Parent company Heritage Insurance Holdings Chairman and CEO Bruce Lucas said today; “We are pleased with the pricing for Citrus Re 2015-1 and particularly with the cost savings achieved by using the Class B and Class C notes to replace a portion of the FHCF.”
The $97.5m Class B tranche of notes and the $30m C tranche are the first catastrophe bonds issued to replace a portion of the coverage provided by the FHCF.
Heritage explained; “This industry leading transaction reduces Heritage’s level of participation in the FHCF to 75%, down from the typical 90% level used by most of the Florida Domestic Insurers.”
The three years of coverage provided by the cat bonds come in at an average rate that is below the costs of the FHCF coverage, according to Heritage.
The Class A notes provide another $150m of coverage, which Heritage said were placed “well within guidance.”
Added to the two 2014 cat bond issuances from Heritage, the $150m Citrus Re Ltd. (Series 2014-1) and $50m Citrus Re Ltd. (Series 2014-2), Citrus Re 2015-1 takes the total amount of collateralized reinsurance protection that Heritage sources from the capital markets and ILS investors to $477.5m.

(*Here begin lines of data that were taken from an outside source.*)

PR #31741, opened 2026-06-24
TYP: specialized ``ceil``, ``floor``, ``trunc``, and ``invert`` ufuncs

jorenham:
Following #31730, this adds specialized typing support for the `bool | integer | object_` and `bool | integer | floating | object_` unary endo-ufuncs; `ceil`, `floor`, `trunc`, and `invert`.

No AI.

### DIFF
--- a/numpy/__init__.pyi
+++ b/numpy/__init__.pyi
@@ -404,6 +404,7 @@ from numpy._core.umath import (
     arctanh,
     arctanh as atanh,
     cbrt,
+    ceil,
     cos,
     cosh,
     deg2rad,
@@ -412,6 +413,7 @@ from numpy._core.umath import (
     exp2,
     expm1,
     fabs,
+    floor,
     log,
     log10,
     log1p,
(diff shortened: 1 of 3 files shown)


jorenham:
The new `jax` primer errors ([src](https://github.com/jax-ml/jax/blob/258fccb7ae1acbcd962e82548f057afac17a9892/jax/_src/numpy/lax_numpy.py#L5967-L5980)) are correct, because passing `ArrayLike` to `np.ceil` is indeed type-unsafe. Previously, this error was hidden, so this isn't a numpy regression.


The new primer error for `colour` ([src](https://github.com/colour-science/colour/blob/develop/colour/models/rgb/cylindrical.py#L192-L210)) seems to be caused by an inaccurate return type of their internal `as_float_array` function, which `np.floor` now no longer erases, leading to this mypy error for `np.choose` down the line. Not a numpy regression.

charris:
Thanks Joren.

PR #31742, opened 2026-06-24
TYP: specialized ``conj[ugate]``, ``reciprocal``, and ``square`` ufuncs

jorenham:
Following #31741, here's another batch of ufunc specializations, targeting the unary endo-ufuncs on `number | object_`; `conj[ugate]`, `reciprocal`, and `square`. 

Boolean input, although not in the type signature, required additional overloads, since boolean input results in `int8` output, so it couldn't be "absorbed" in the `int_` overloads like with the other specialized ufuncs (`sin` for example).

I also snuck in a tiny fix, so that obscure array-likes that aren't captured by any of the other overloads, will also be accepted if no `dtype` or `out` param is required. This is probably pretty rare in the wild (e.g. no related mymy primer errors), but it's an easy fix, so we might as well.

---

No AI.

### DIFF
--- a/numpy/__init__.pyi
+++ b/numpy/__init__.pyi
@@ -405,6 +405,8 @@ from numpy._core.umath import (
     arctanh as atanh,
     cbrt,
     ceil,
+    conjugate,
+    conjugate as conj,
     cos,
     cosh,
     deg2rad,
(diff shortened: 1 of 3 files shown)


charris:
Thanks Joren.

PR #31745, opened 2026-06-24
BUG: fix vdot returning None for empty object arrays

### LINKED ISSUE #31735: BUG: `vdot` of object arrays along zero-length is `None`
### Describe the issue:

Following the bug discussed in #31019 for `vecdot`, `np.vdot` appears to show similar behavior for zero-length object arrays: it returns `None` instead of a zero-like scalar result.

For comparison, with the `dtype=float`, the result is 0.0.  

```python
import numpy as np

cases = [
    np.empty((0,), dtype=object),
    np.empty((1,0), dtype=object),
    np.empty((0,1), dtype=object),
    np.empty((0,0), dtype=object),
]

for x in cases:
    print(x.shape, np.vdot(x, x))
```

### Error message:

```shell
Output: 

(0,) None
(1, 0) None
(0, 1) None
(0, 0) None
```

2.6.0.dev0+git20260623.4357ad1

Before reporting it, we reviewed the code, documentation and checked the latest development version of Numpy to confirm this observation.

MeGaurav4:
np.vdot on zero-length object arrays returns None instead of 0,
matching the same bug that was fixed in vecdot (#31033).

Add a zero-length guard in OBJECT_vdot to return PyLong_FromLong(0),
consistent with the numeric type behavior.

Closes #31735.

Interestingly, Lucas explained that the fact that the FHCF had decided to buy its own reinsurance protection in 2015 was part of the reason for looking to reduce Heritage’s reliance on the Fund for its reinsurance protection.

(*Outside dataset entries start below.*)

PR #31746, opened 2026-06-24
BUG: restrict weak scalar handling in resolve_dtypes to input operands

### LINKED ISSUE #31734: BUG: `ufunc.resolve_dtypes` segfaults
I was trying to figure out how to use `ufunc.resolve_dtypes`. So as per usual, I threw away the manual and instead just tried a couple of guesses.

First I tried passing `1` to `np.sin.resolve_dtypes`, that didn't work:

```
In [1]: np.sin.resolve_dtypes(1)
Cell In[1], line 1
----> 1 np.sin.resolve_dtypes(1)

TypeError: resolve_dtypes: The dtypes must be a tuple of `ufunc.nargs` length.
```

The error message seems helpful though; it must be a tuple (of size 2 in this case), so I tried with `(1, 1)` next:

```
In [2]: np.sin.resolve_dtypes((1, 1))
Cell In[2], line 1
----> 1 np.sin.resolve_dtypes((1, 1))

TypeError: Provided dtype must be a valid NumPy dtype, int, float, complex, or None.
```

Hmm, that didn't work either...
It mentions it accepts "dtype", I thought I'd try it with int *types*, i.e. `(int, int)`:

```
In [3]: np.sin.resolve_dtypes((int, int))
[1]    1121063 segmentation fault (core dumped)  ipython
```

😶 

---

I now realize that this works as intended with e.g. `resolve_dtypes((float, float))`.

This segfault clearly shouldn't have happened though; it should've raised a `TypeError` with a another helpful error message, like it did when I passed `(1, 1)` and `1`.

Diamagnetic:
### PR summary
This PR fixes a SegFault in `ufunc.resolve_dtypes` for calls like: `np.sin.resolve_dtypes((int, int))`

The bug:
- `int`/`float`/`complex` were treated as weak scalar markers in all operand positions.
- This means for output operands as well. This is invalid for those. And, it results in a segfault.

Fix:
- Restrict weak-scalar handling to input operands only.
- For output operands, builtin int/float/complex are interpreted as concrete NumPy dtypes.

Result:
- `np.sin.resolve_dtypes((int, int))` now raises a normal casting error (`UFuncOutputCastingError`) instead of crashing.
- Valid weak input behavior remains unchanged (e.g. `np.sin.resolve_dtypes((int, None))`).

Tests:
- Updated unary weak-scalar resolve_dtypes test coverage.

Hi all, I am new to the NumPy community. I use NumPy mainly in my data science, and graph theory projects. I wanted to make contributions to open source, and my procrastination finally ended recently. I was thinking of contributing to something I use regularly, and that's how I chose NumPy (I use it regularly). 

### AI Disclosure
- I used ChatGPT Go and OpenAI Codex (gpt-5.3-codex medium effort) to help with debugging and fixing the issue.
- I manually created the development environment, built numpy from source, reviewed, edited, and validated all code and tests.

Closes #31734

### DIFF
--- a/numpy/_core/src/umath/ufunc_object.c
+++ b/numpy/_core/src/umath/ufunc_object.c
@@ -6423,17 +6423,23 @@ py_resolve_dtypes_generic(PyUFuncObject *ufunc, npy_bool return_context,
             DTypes[i] = NPY_DTYPE(descr);
             Py_INCREF(DTypes[i]);
         }
-         /* Explicitly allow int, float, and complex for the "weak" types. */
+        /* Explicitly allow int, float, and complex for the "weak" types. */
         else if (descr_obj == (PyObject *)&PyLong_Type) {
             descr = PyArray_DescrFromType(NPY_INTP);
             dummy_arrays[i] = (PyArrayObject *)PyArray_Empty(0, NULL, descr, 0);
             if (dummy_arrays[i] == NULL) {
                 goto finish;
             }
-            PyArray_ENABLEFLAGS(dummy_arrays[i], NPY_ARRAY_WAS_PYTHON_INT);
-            Py_INCREF(&PyArray_PyLongDType);
-            DTypes[i] = &PyArray_PyLongDType;
-            promoting_pyscalars = NPY_TRUE;
+            if (i < ufunc->nin) {
+                PyArray_ENABLEFLAGS(dummy_arrays[i], NPY_ARRAY_WAS_PYTHON_INT);
+                Py_INCREF(&PyArray_PyLongDType);
+                DTypes[i] = &PyArray_PyLongDType;
+                promoting_pyscalars = NPY_TRUE;
+            }
+            else {
+                DTypes[i] = NPY_DTYPE(PyArray_DESCR(dummy_arrays[i]));
+                Py_INCREF(DTypes[i]);
+            }
         }
         else if (descr_obj == (PyObject *)&PyFloat_Type) {
             descr = PyArray_DescrFromType(NPY_DOUBLE);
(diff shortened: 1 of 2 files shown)


Diamagnetic:
Just following up on this PR in case it got buried. I would really appreciate a review when possible. Thanks in advance!

MaanasArora:
Thanks, this seems to be in the right place but I don't think the fix is right; a `UFuncOutputCastingError` is clearly the wrong error. Python types and concrete dtypes can't be interchanged like this.

Instead if the descriptor is an output descriptor, we should just skip the weak-scalar branches and then error (a nicer else-if error branch if `i < ufunc->nin` may be needed).

numpy/_core/src/umath/ufunc_object.c
```diff
@@ -6423,39 +6423,57 @@ py_resolve_dtypes_generic(PyUFuncObject *ufunc, npy_bool return_context,
             DTypes[i] = NPY_DTYPE(descr);
             Py_INCREF(DTypes[i]);
         }
-         /* Explicitly allow int, float, and complex for the "weak" types. */
+        /* Explicitly allow int, float, and complex for the "weak" types. */
         else if (descr_obj == (PyObject *)&PyLong_Type) {
```
MaanasArora:
```suggestion
        else if (descr_obj == (PyObject *)&PyLong_Type && i < ufunc->nin) {
```

This would make sense as output descriptors can't use weak-scalar handling, then you would remove the new if-else branches, and maybe add a better error for input descriptors specifically.

Same for the other branches.

numpy/_core/tests/test_ufunc.py
```diff
@@ -3253,6 +3253,12 @@ def test_resolve_dtypes_basic(self):
         with pytest.raises(TypeError):
             np.add.resolve_dtypes((i4, f4, None), casting="no")
 
+    def test_resolve_dtypes_unary_weak_scalar(self):
+        assert np.sin.resolve_dtypes((int, None)) == (
+            np.dtype("f8"), np.dtype("f8"))
+        with pytest.raises(TypeError):
```
MaanasArora: We should add a regex match here for the error, as TypeError is very broad!

numpy/_core/src/umath/ufunc_object.c
MaanasArora, line 6473: Thanks, looks good now! We should probably add an else-if branch here, because the error below (the `int, float, complex` part) isn't exactly applicable for output descriptors anymore.

Diamagnetic: Thank you for the suggestion! I added an else-if branch for handling the output descriptor error.

numpy/_core/tests/test_ufunc.py
```diff
@@ -3253,6 +3253,12 @@ def test_resolve_dtypes_basic(self):
         with pytest.raises(TypeError):
             np.add.resolve_dtypes((i4, f4, None), casting="no")
 
+    def test_resolve_dtypes_unary_weak_scalar(self):
+        assert np.sin.resolve_dtypes((int, None)) == (
+            np.dtype("f8"), np.dtype("f8"))
+        with pytest.raises(TypeError, match=r".*[Oo]utput"):
```
MaanasArora: Thanks for the changes! Minor, but can we do an substring/exact match for the error here? That would be much more robust I think! (I could've been clearer when I said regex, I really just meant `match=`.)

Diamagnetic: Oh, now I get what you really meant. Thanks. I updated my code to have the exact match.

MaanasArora (approved):
Awesome thank you, looks good to me! Will put this in after CI passes.

PR #31747, opened 2026-06-24
ENH: Implement MaskedArray.tofile()

abolfazl-moeini:
`MaskedArray.tofile()` was not implemented and always raised `NotImplementedError`. That also meant `np.save()` failed on masked arrays, since it ends up calling `tofile()`.

This delegates to `filled(fill_value).tofile()`, same as `tobytes()`. Masked entries are written using the fill value; the mask itself is not stored in the file.

Updated the stub in `core.pyi` and replaced the old test that only checked for `NotImplementedError`.

### DIFF
--- a/numpy/ma/core.py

“We were concerned that the FHCF would pass on a large rate increase resulting from its purchase of private reinsurance and wanted to protect our policyholders. The pricing generated a savings for our reinsurance program for the three year period, and the savings were amplified when the FHCF announced on April 14, 2015 that there would be a 7.29% rate increase on Floridians to incorporate the cost of its newly approved risk transfer program,” Lucas explained.
“We are proud to have had the foresight to once again recognize market trends before they happen, which we believe will result in an estimated $2.5 million in savings over the next three years. We appreciate the support the ILS investor community has provided to Heritage and look forward to continued transactions,” he continued.
If the capital markets and ILS have now become so competitive that they can be used as a direct replacement for some of the FHCF coverage, we will see other insurers following suit.
We’ve heard that a number of other insurance companies are also looking to reduce FHCF participation in their upcoming June renewals, a trend that will ultimately result in more risk reaching the private markets and the ILS space.